Todos nós temos um ou mais artistas ou bandas preferidas na música. E muitas vezes a única chance de ver e ouvir essas pessoas ao vivo é comparecendo em shows gigantes e lotados. Sally e Somir discutem a validade de encarar isso.

Tema de hoje: Vale a pena pagar caro para ver sua banda favorita no Brasil?

SOMIR

Claro que vale. Não vale perder o emprego para ficar na fila, não vale deixar faltar comida em casa ou arriscar sua saúde terrivelmente, mas… pagar caro para ter uma experiência dessas, de vez em quando? Evidente que vale. E meio que já criando uma confusão no primeiro parágrafo: o nível do seu gosto musical tem tudo a ver com isso. Sinto muito dizer isso, mas tem tipos de música que atraem pessoas mais… como dizer… evoluídas. A minha experiência com shows grandes é totalmente composta de eventos onde a maioria das pessoas não eram exatamente expoentes do estilo BM de ser.

E talvez aí, a diferença entre a minha opinião e a da Sally: quando eu lembro de um show gigante, desconfortável e caro, eu lembro do show do Radiohead. O ser humano se comporta bem em eventos desse tamanho? Não, claro que não. Mas uma coisa é a turma do Carnaval se comportando mal e outra, desculpa a honestidade, é a turma que vai ver show do Radiohead. A diferença entre estuprar e não pedir licença para passar… então, eu entendo que possa estar tirando minhas opiniões de um mundo bem mais civilizado que o da Sally, mas mesmo assim, o clima do seu show combina mais ou menos com os fãs daquele tipo de música.

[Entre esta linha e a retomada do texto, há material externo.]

PR #463, opened 2025-03-07
HMS-5618: Explore parallel tests, fix issues around idempotency.

Andrewgdewar:
## Summary

-  Makes tests run in parallel locally only
- Fixes a number of tests that were affecting other tests (namely their cleanup functions

Additional changes: Fixed a number of issues with helpers, namely around not waiting for filters to take effect before continuing.

### DIFF
--- a/_playwright-tests/UI/IntrospectRepo.spec.ts
+++ b/_playwright-tests/UI/IntrospectRepo.spec.ts
@@ -95,10 +95,8 @@ test.describe('Introspect Repositories', () => {
         ),
         page.getByRole('button', { name: 'Remove' }).click(),
       ]);
-
-      await expect(
-        page.getByText('No custom repositories match the filter criteria'),
-      ).toBeVisible();
+      // Ensure the specific row is removed
+      await expect(row).not.toBeVisible();
     });
   });
 });
--- a/_playwright-tests/UI/IntrospectRepo.spec.ts
+++ b/_playwright-tests/UI/IntrospectRepo.spec.ts
@@ -66,9 +66,10 @@ test.describe('Introspect Repositories', () => {
     });
 
     await test.step('Check the modal for expected content', async () => {
-      const row = page.getByRole('row').filter({ has: page.getByText(testPackage) });
+      const modal = page.getByTestId('rpm_package_modal');
+      const row = modal.getByRole('row').filter({ has: page.getByText(testPackage) });
       await Promise.all([
-        expect(page.getByText(repoArch)).toHaveCount(8),
+        expect(modal.locator('tbody')).toHaveCount(8),
         expect((await getRowCellByHeader(page, row, 'Name')).getByText(testPackage)).toBeVisible(),
         expect(
           (await getRowCellByHeader(page, row, 'Version')).getByText(repoVersion),
--- a/_playwright-tests/UI/PopularRepo.spec.ts
+++ b/_playwright-tests/UI/PopularRepo.spec.ts
@@ -1,6 +1,6 @@
 import { test, expect } from '@playwright/test';
 import { navigateToRepositories } from './helpers/navHelpers';
-import { closePopupsIfExist } from './helpers/helpers';
+import { closePopupsIfExist, getRowByNameOrUrl } from './helpers/helpers';
 import { deleteAllPopularRepos } from './helpers/deletePopularRepositories';
 
 test.describe('Popular Repositories', () => {
@@ -20,7 +20,7 @@ test.describe('Popular Repositories', () => {
 
     await test.step('Select EPEL 9', async () => {
       await page
-        .getByRole('row', { name: 'EPEL 9 Everything x86_64' })
+        .getByRole('row', { name: repoName })
         .getByLabel('Select row 0', { exact: true })
         .click();
       await page.getByTestId('add-selected-dropdown-toggle-no-snap');
@@ -45,7 +45,7 @@ test.describe('Popular Repositories', () => {
       ).toBeVisible();
       await expect(
         page
-          .getByRole('row', { name: 'EPEL 9 Everything x86_64' })
+          .getByRole('row', { name: repoName })
           .getByTestId('remove_popular_repo')
           .getByText('Remove'),
       ).toBeVisible();
@@ -77,7 +77,8 @@ test.describe('Popular Repositories', () => {
 
     await test.step('Use kebab menu to delete a repo', async () => {
       await page.getByRole('textbox', { name: 'Filter by name/url' }).fill('EPEL');
-      await page.getByRole('checkbox', { name: 'Select row 0' }).check();
+      const row = await getRowByNameOrUrl(page, repoName);
+      await row.getByRole('checkbox', { name: 'Select row 0' }).check();
       await page.getByTestId('custom_repositories_kebab_toggle').click();
       await page.getByRole('menuitem', { name: 'Remove 1 repositories' }).click();
       // Confirm the removal in the pop-up
--- a/_playwright-tests/UI/PopularRepo.spec.ts
+++ b/_playwright-tests/UI/PopularRepo.spec.ts
@@ -3,6 +3,9 @@ import { navigateToRepositories } from './helpers/navHelpers';
 import { closePopupsIfExist, getRowByNameOrUrl } from './helpers/helpers';
 import { deleteAllPopularRepos } from './helpers/deletePopularRepositories';
 
+const repoName9 = 'EPEL 9 Everything x86_64';
+const repoName8 = 'EPEL 8 Everything x86_64';
+
 test.describe('Popular Repositories', () => {
   test('Add popular repos', async ({ page }) => {
     // Ensure no popular repos are selected.
@@ -20,7 +23,7 @@ test.describe('Popular Repositories', () => {
 
     await test.step('Select EPEL 9', async () => {
       await page
-        .getByRole('row', { name: repoName })
+        .getByRole('row', { name: repoName9 })
         .getByLabel('Select row 0', { exact: true })
         .click();
       await page.getByTestId('add-selected-dropdown-toggle-no-snap');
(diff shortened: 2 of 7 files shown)


jlsherrill:
https://issues.redhat.com/browse/HMS-5618

_playwright-tests/UI/IntrospectRepo.spec.ts
```diff
@@ -64,8 +64,12 @@ test.describe('Introspect Repositories', () => {
...
         expect(page.getByText(repoArch)).toHaveCount(8),
         expect((await getRowCellByHeader(page, row, 'Name')).getByText(testPackage)).toBeVisible(),
-        expect((await getRowCellByHeader(page, row, 'Version')).getByText(repoVersion)).toBeVisible(),
-        expect((await getRowCellByHeader(page, row, 'Release')).getByText(repoRelease)).toBeVisible(),
+        expect(
+          (await getRowCellByHeader(page, row, 'Version')).getByText(repoVersion),
+        ).toBeVisible(),
+        expect(
+          (await getRowCellByHeader(page, row, 'Release')).getByText(repoRelease),
+        ).toBeVisible(),
```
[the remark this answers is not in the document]
Andrewgdewar: There are a lot of lint changes, when contributors don't use standardized tooling, this will exist.

yarn.lock
```diff
@@ -53,7 +53,7 @@
     "@jridgewell/gen-mapping" "^0.3.5"
     "@jridgewell/trace-mapping" "^0.3.24"
 
-"@babel/code-frame@^7.0.0", "@babel/code-frame@^7.10.4", "@babel/code-frame@^7.12.13", "@babel/code-frame@^7.16.7", "@babel/code-frame@^7.25.9", "@babel/code-frame@^7.26.2":
+"@babel/code-frame@^7.0.0", "@babel/code-frame@^7.10.4", "@babel/code-frame@^7.12.13", "@babel/code-frame@^7.16.7", "@babel/code-frame@^7.18.6", "@babel/code-frame@^7.25.9", "@babel/code-frame@^7.26.2":
```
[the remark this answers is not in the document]
marusak: Bump? (why was this comment resolved?)

_playwright-tests/UI/helpers/helpers.ts
```diff
@@ -20,6 +20,7 @@ export const closePopupsIfExist = async (page: Page) => {
 };
 export const filterByNameOrUrl = async (page: Page, name: string) => {
   await page.getByPlaceholder(/^Filter by name.*$/).fill(name);
+  expect(await page.getByText(name).count()).toBeGreaterThan(1);
```
marusak, line 22: Do we actually want this to be more than one? :thinking: Or do we want the filter to have just one result?

Andrewgdewar: When we filter something, there are 3 components that can appear on the screen.
The chip, the row in the table, and the text in the input. 
The test picks up the chip only half the time, if the filter text is short enough. 

I suppose a better solution would be to use a locator reduction on the table, and check within the rows themselves...

... Just because you are right doesn't mean I like it... 😝

_playwright-tests/UI/PopularRepo.spec.ts
```diff
@@ -80,11 +80,8 @@ test.describe('Popular Repositories', () => {
     });
 
     await test.step('Use kebab menu to delete a repo', async () => {
-      const filterInput = page.getByRole('textbox', { name: 'Filter by name/url' });
-      // We need to remember to clear the filter after specifying it above!
-      await filterInput.clear();
-      // Now we can enter a new value...
-      await filterInput.fill(repoName);
+      const searchInput = page.getByRole('textbox', { name: 'Filter by name/url' });
```
marusak, line 83: ouf of interestes, how is this helping with `Fix test hang on popular repo delete ` :thinking: (adding commit message would be useful).

You technically removed the clearing of the input - was there issue with it?

_playwright-tests/UI/helpers/navHelpers.ts
```diff
@@ -34,12 +34,10 @@ export const navigateToRepositories = async (page: Page) => {
...
   await page.goto('/insights/content/templates');
 
-  const repositoriesListPage = page.getByText(
-    'View all content templates within your organization.',
-  );
+  const templateText = page.getByText('View all content templates within your organization.');
 
   // Wait for either list page or zerostate
-  await repositoriesListPage.waitFor({ state: 'visible' });
+  await templateText.waitFor({ state: 'visible' });
```
marusak, line 38: Hmm, is this change just to keep the variable shorter so it does not wrap the command? :D

marusak (approved):
Thanks!
Some of those changes are bit questionable (e.g. renaming variable for no obvious reason without providing explanation in commit messages) or one commit introducing variable, using it in some places and then different commit using that same variable in the rest of the code.
One excuse is that a lot of this is still in flux and we need to standardize on what is acceptable so let's get this in without too much nitpicking :)

_playwright-tests/UI/PopularRepo.spec.ts
Andrewgdewar: The clear took 20ms, so just re-filling was faster, which prevented an occasional test failure.

_playwright-tests/UI/helpers/navHelpers.ts
Andrewgdewar: I think the name change was meant to better describe the selector.

Andrewgdewar: But I suppose your point was the commit wasn't clear.

_playwright-tests/UI/SnapshotRepo.spec.ts
```diff
@@ -64,7 +64,16 @@ test.describe('Snapshot Repositories', () => {
     });
 
     await test.step('Verify that snapshot is in snapshots list', async () => {
-      await page.getByRole('button', { name: 'Kebab toggle' }).click();
+      const row = await getRowByNameOrUrl(page, repoName);
+      await row.getByLabel('Kebab toggle').click();
+      await page.waitForTimeout(500);
+      const menu = row.locator('.pf-v5-c-menu__content');
+      while (!(await menu.isVisible())) {
+        // Occasionally a re-render will case the menu to close unexpectedly
```
swadeley, line 72:
```suggestion
        // Occasionally a re-render will cause the menu to close unexpectedly
```

_playwright-tests/UI/helpers/navHelpers.ts
marusak: The commit only says "Parameter update". No commit message, so it is not clear why you did this change

swadeley: Hi, I agree that list of templates should not be called `repositoriesListPage`.
While `templateText` seems something specific to one template ( `templateListPage`?), I could not think of something better that would not be much longer.

dominikvagner (changes requested):
two small comments 👀😄
and I noticed some tests were failing locally when run in parallel instead of when run sequentially which is not ideal, so maybe we should make that the default yet? 😕😅 

otherwise good job fixing several of those small hard to find/fix things 👏🏼😇

_playwright-tests/UI/RedHatRepo.spec.ts
```diff
@@ -16,7 +16,8 @@ test.describe('Red Hat Repositories', () => {
     });
   });
 
-  test('Wait for repository status to be "Valid"', async ({ page }) => {
+  test('Wait for repository status to be "Valid"', async ({ page }, testinfo) => {
+    testinfo.setTimeout(600000);
```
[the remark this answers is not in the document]
Andrewgdewar: Nice catch!

_playwright-tests/UI/PopularRepo.spec.ts
```diff
@@ -52,8 +54,9 @@ test.describe('Popular Repositories', () => {
     });
 
     await test.step('Apply filter and clear it', async () => {
-      const searchInput = page.getByRole('textbox', { name: 'Filter by name/url' });
-      await searchInput.fill('EPEL 8 Everything x86_64');
+      await page
+        .getByRole('textbox', { name: 'Filter by name/url' })
+        .fill('EPEL 8 Everything x86_64');
```
dominikvagner, line 59: the string/name `'EPEL 8 Everything x86_64'` is used in several places in this file, why not use a variable instead? like for the EPEL 9 repo 🤔

_playwright-tests/UI/PopularRepo.spec.ts
```diff
@@ -76,7 +81,6 @@ test.describe('Popular Repositories', () => {
     });
 
     await test.step('Use kebab menu to delete a repo', async () => {
```
dominikvagner, line 83: why is this step named exactly the same as the one before it, the names should be different so it's clear which one failed 🧹 
and this whole step should ideally be parameterized in a for loop over the 2 repos that are being deleted 💭 ♻️
something like: 
```ts
const epelRepos = [epel9name, epel8name];
for (const repo of epelRepos) {
  await test.step(`Use kebab menu to delete the ${repo} repo`, async () => {
    const row = await getRowByNameOrUrl(page, repo);
    await page.getByRole('checkbox', { name: 'Select row 0' }).check();
    await page.getByTestId('custom_repositories_kebab_toggle').click();
    await page.getByRole('menuitem', { name: 'Remove 1 repositories' }).click();
    // Confirm the removal in the pop-up
    await page.getByRole('button', { name: 'Remove' }).click();
  });
}
```

dominikvagner (commented):
two small comments with some suggestions for improvements to the popular repos test ✨😅

_playwright-tests/UI/PopularRepo.spec.ts
marusak: Good idea but I think unrelated to this PR. Let's do that in a different PR

_playwright-tests/UI/PopularRepo.spec.ts
marusak: Fixed

dominikvagner (approved):
approved! good job @Andrewgdewar and @marusak 👏🏼🎉

marusak:
Green without retry!! (two flaky tests though, but very nice nevertheless!)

E, convenhamos: dependendo de onde vai a sua faixa de gostos musicais, você está mais confortável com o seu tipo de gentalha. A gentalha Radiohead tem o nariz um pouco mais empinado e é menos “honesta” nos seus sentimentos, o que pra mim gera uma convivência tranquila. A gentalha de um show de metal normalmente é mais fedida e dá umas porradas quando forma roda, o que eu pessoalmente consigo aguentar. A gentalha de um show de “fânque”, por exemplo, bom, essa realmente está totalmente fora dos meus hábitos e estilo de vida, então eu claramente não me sentiria bem num grande show de um dos expoentes do gênero.

E cada gentalha (nós incluídos) vai ter seus pontos positivos. A gentalha alternativa vai ser mais pacífica, a gentalha metaleira vai ser mais acolhedora (e todo nerd sabe que esse é o grupo que mais aceita as pessoas), a gentalha funk, sertanejo, pop… bom, essas devem ter suas vantagens para quem tem esse gosto. Se eu tivesse que pensar num show da Anitta, por exemplo, estaria do mesmo lado da Sally na discussão: não vale. Não vale pela música, pelo clima, pela gente que frequenta… mas é só pensar no tipo de show que combina com você que vai parecer muito menos doloroso o processo.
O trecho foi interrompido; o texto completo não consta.